Yang Kevin, Islas Nathaniel, Jewell San, Jha Anupama, Radens Caleb M, Pleiss Jeffrey A, Lynch Kristen W, Barash Yoseph, Choi Peter S
Department of Genetics, University of Pennsylvania, Philadelphia, PA, USA.
Department of Pathology & Laboratory Medicine, University of Pennsylvania Perelman School of Medicine, Philadelphia, PA, USA.
bioRxiv. 2024 Sep 24:2024.09.20.614162. doi: 10.1101/2024.09.20.614162.

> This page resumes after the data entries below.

PR #3646, opened 2025-06-18
add bookmarks keyboard navigation listener

### LINKED ISSUE #3555: Bookmark elements are not keyboard navigable
In either a search results/index view or an item show page, a user can't currently reach the bookmark element via keyboard to check or uncheck it. Tabbing through the UI, the bookmark checkbox never receives focus.

Image

dnoneill:
closes #3555 

Also fixes the checked state not being updated properly.

This is actually also an issue for checkboxes. Without this JS change the page will reload when the user uses keyboard navigation to bookmark an item. The screenshot below is when I used the checkboxes to bookmark the 4th result.
Screenshot 2025-06-18 at 4 49 55 PM

Screenshot 2025-06-23 at 3 53 11 PM
Screenshot 2025-06-23 at 3 53 07 PM

### DIFF
--- a/app/components/blacklight/document/bookmark_component.html.erb
+++ b/app/components/blacklight/document/bookmark_component.html.erb
@@ -9,8 +9,8 @@
                inprogress: t('blacklight.search.bookmarks.inprogress')
             }) do %>
   <div class="toggle-bookmark">
-    <label class="toggle-bookmark-label" data-checkboxsubmit-target="label">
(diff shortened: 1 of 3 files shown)


dnoneill:
@seanaery if you put the tabindex=0 on the label the focus ring will go over the entire label which I don't necessarily think is a bad thing.
Screenshot 2025-06-23 at 3 00 49 PM
Screenshot 2025-06-23 at 3 00 44 PM

I am not sure it should only be when there is an icon. As I pointed out in the PR when the user "clicks" using the checkbox the page reloads and then the user has to tab from the start.

PR #3647, opened 2025-06-18
fix remove alignment for selected facet

dnoneill:
Alignment seems to be slightly off in safari
Before:
Screenshot 2025-06-18 at 5 33 15 PM

After:
Screenshot 2025-06-18 at 5 32 48 PM

### DIFF
--- a/app/components/blacklight/constraint_layout_component.rb
+++ b/app/components/blacklight/constraint_layout_component.rb
@@ -25,7 +25,7 @@ module Blacklight
     def remove_button
       return unless @remove_path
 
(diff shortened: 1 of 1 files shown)


seanaery:
As far as I can tell, these classes doesn't seem to impact the appearance of the `X` at all in core Blacklight. Even with #3644 & #3645 in place (which slightly alter the size of the rendered svg), toggling the presence of these classes doesn't seem to move the X even a pixel in either direction in the browsers I've tested (Chrome, Safari, Firefox). Is there a specific case where a local customization (e.g., of the X image or fonts/styles in the constraints) would be helped along by giving the wrapper span these flexbox classes?

PR #3661, opened 2025-06-27
Use a larger Bootstrap close icon for constraint removal. Fixes #3660.

### LINKED ISSUE #3660: Default close/remove icon is too small
The `Blacklight::Icons::RemoveComponent.svg` is a 16x16 svg image of an `X` icon. The likely intent for that icon is for it to render about the size of the text it would appear near (unless given additional style properties). Our default font size is 16px.

The problem is, the image path inside the 16x16 box is mostly padding, so the X itself only takes up about 8x8 pixels when rendered naturally. This was previously remedied by some CSS rules to enlarge the image, which were difficult to override in a downstream app and were recently removed via #3644 & #3645 . This may also relate to problems noted in #3647

A good solution would be to create a new version of the `X` svg that -- like the rest of the [blacklight icon components](https://github.com/projectblacklight/blacklight/tree/main/app/components/blacklight/icons) -- uses the available space in its containing box. The default Bootstrap 5 close icon might also be preferred: https://getbootstrap.com/docs/5.3/components/close-button/ 

Image

Image

seanaery:
- the bi-x-lg icon fills the SVG bounding box and can be more easily scaled/aligned as needed in downstream apps

### DIFF
--- a/app/components/blacklight/icons/remove_component.rb
+++ b/app/components/blacklight/icons/remove_component.rb
@@ -7,8 +7,8 @@ module Blacklight
     #   Blacklight::Icons::RemoveComponent.svg = '<svg>your SVG here</svg>'
     class RemoveComponent < Blacklight::Icons::IconComponent
       self.svg = <<~SVG
-        <svg xmlns="http://www.w3.org/2000/svg" width="16" height="16" fill="currentColor" class="bi bi-x" viewBox="0 0 16 16">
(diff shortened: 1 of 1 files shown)


seanaery:
### Before
Screenshot 2025-06-26 at 3 23 53 PM


### After
Screenshot 2025-06-27 at 8 30 06 AM

PR #3690, opened 2025-07-16
Facet field label

jcoyne:


body-clock (approved):
Looks good! This cleans things up significantly for some of the work I'm doing with constraints.

PR #3693, opened 2025-07-18
add doc id for bookmark event

dnoneill:
The bookmark page currently doesn't up and remove bookmarks if they are deselected on the page. I think this would be a good update to blacklight and it is something Stanford wants now. I plan to bring this up during a call but for now this is the building block of making that functionality work.

### DIFF
--- a/app/components/blacklight/document/bookmark_component.html.erb
+++ b/app/components/blacklight/document/bookmark_component.html.erb
@@ -6,7 +6,8 @@
              data: {
                present: t('blacklight.search.bookmarks.present'),
                absent: t('blacklight.search.bookmarks.absent'),
-               inprogress: t('blacklight.search.bookmarks.inprogress')
+               inprogress: t('blacklight.search.bookmarks.inprogress'),
+               doc_id: @document.id
             }) do %>
   <div class="toggle-bookmark">
     <label class="toggle-bookmark-label" data-checkboxsubmit-target="label" <% if bookmark_icon %>tabindex="0"<% end %>>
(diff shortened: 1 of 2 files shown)


app/components/blacklight/document/bookmark_component.html.erb
```diff
@@ -6,7 +6,8 @@
              data: {
                present: t('blacklight.search.bookmarks.present'),
                absent: t('blacklight.search.bookmarks.absent'),
-               inprogress: t('blacklight.search.bookmarks.inprogress')
+               inprogress: t('blacklight.search.bookmarks.inprogress'),
+               doc_id: @document.id
```
jcoyne, line 10: Looks good, but let's go with `document_id` as that's what's more commonly used throughout the codebase.

app/javascript/blacklight-frontend/checkbox_submit.js
```diff
@@ -44,7 +44,7 @@ export default class CheckboxSubmit {
         counter.innerHTML = json.bookmarks.count;
       });
 
-      var e = new CustomEvent('bookmark.blacklight', { detail: { checked: this.checked } });
+      var e = new CustomEvent('bookmark.blacklight', { detail: { checked: this.checked, document_id: this.formTarget.dataset.documentId } });
       window.dispatchEvent(e)
```
cbeer, line 48:
```suggestion
      this.formTarget.dispatchEvent(e)
```
Instead of sending the document id, could we dispatch the event from the form and let consumers do whatever they need to do?

PR #37432, opened 2023-03-27
Fix: Make OC\Console\Application::$application public

### LINKED ISSUE #5: NC26 - Exception: Cannot access private property OC\Console\Application::$application
Hello all,

I have the following error in my logging after updating to version 26.0.0.11:

Exception: Cannot access private property OC\Console\Application::$application in file '/nextcloud/apps/occweb/lib/Controller/OccController.php' line 81

and the app does not work anymore. 

Lines 80-87 are as follows:
  public function list() {
    $defs = $this->application->application->all();
    $cmds = array();
    foreach ($defs as $d) {
      array_push($cmds, $d->getName());
    }
    return new DataResponse($cmds);
  }

Line 81:
$defs = $this->application->application->all();

I know OCC Web is no longer supported but up to version 24 the app still worked to execute occ commands.
**My question now, how would line 81 have to be changed to make occ web work again, at least rudimentarily?**

### Steps to reproduce

1. update to version 26
2. open occ web
3. Black surface
4. look into the logging

### Expected behavior

the app opens normally again without a black screen

AaronDewes:
* Resolves: https://github.com/Adphi/occweb/issues/5

## Summary

The app [OCC-Web](https://github.com/adphi/occweb) relied on this being public.

OCC-Web is technically deprecated, and this API was probably never meant to be public, but I still think it'd be useful to make this public now, considering it has been before; and OCC-Web is really convenient.

## Checklist

### DIFF
--- a/lib/private/Console/Application.php
+++ b/lib/private/Console/Application.php
@@ -49,7 +49,7 @@ use Symfony\Component\EventDispatcher\EventDispatcherInterface;
 class Application {
 	/** @var IConfig */
 	private $config;
-	private SymfonyApplication $application;
+	public SymfonyApplication $application;
 	/** @var EventDispatcherInterface */
 	private $dispatcher;
 	/** @var IRequest */


ChristophWurst:
> this API was probably never meant to be public, but I still think it'd be useful to make this public now, considering it has been before; and OCC-Web is really convenient.

Correct. Everthing in `OC\` is internal. If an app requires access to the occ commands we should create a real public API instead.

I vote against this change.

come-nc (changes requested):
Sorry but I feel the same, we cannot dirty patch this for a deprecated application.
Looking at occweb it only use this to access `all()` method, so it could be added in a new proxy method and in a `OCP\Console\IApplication` interface, but this only makes sense if there is development on the application side to actually use the new interface.

ChristophWurst:
Closing because the approach is not technically sound.

If we expose commands to apps it has to be through a public API.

RNA-sequencing (RNA-seq) is widely adopted for transcriptome analysis but has inherent biases which hinder the comprehensive detection and quantification of alternative splicing. To address this, we present an efficient targeted RNA-seq method that greatly enriches for splicing-informative junction-spanning reads. Local Splicing Variation sequencing (LSV-seq) utilizes multiplexed reverse transcription from highly scalable pools of primers anchored near splicing events of interest. Primers are designed using Optimal Prime, a novel machine learning algorithm trained on the performance of thousands of primer sequences. In experimental benchmarks, LSV-seq achieves high on-target capture rates and concordance with RNA-seq, while requiring significantly lower sequencing depth. Leveraging deep learning splicing code predictions, we used LSV-seq to target events with low coverage in GTEx RNA-seq data and newly discover hundreds of tissue-specific splicing events. Our results demonstrate the ability of LSV-seq to quantify splicing of events of interest at high-throughput and with exceptional sensitivity.
RNA测序(RNA-seq)被广泛用于转录组分析,但它存在固有偏差,阻碍了对可变剪接的全面检测和定量分析。为了解决这个问题,我们提出了一种高效的靶向RNA-seq方法,该方法能极大地富集包含剪接信息的跨越连接 reads。局部剪接变异测序(LSV-seq)利用从锚定在感兴趣剪接事件附近的高度可扩展引物池中进行多重逆转录。引物使用Optimal Prime设计,Optimal Prime是一种基于数千个引物序列性能训练的新型机器学习算法。在实验基准测试中,LSV-seq实现了高靶向捕获率并与RNA-seq具有一致性,同时所需的测序深度显著更低。利用深度学习剪接代码预测,我们使用LSV-seq靶向GTEx RNA-seq数据中低覆盖率的事件,并新发现了数百个组织特异性剪接事件。我们的结果证明了LSV-seq在高通量下以极高灵敏度对感兴趣事件的剪接进行定量分析的能力。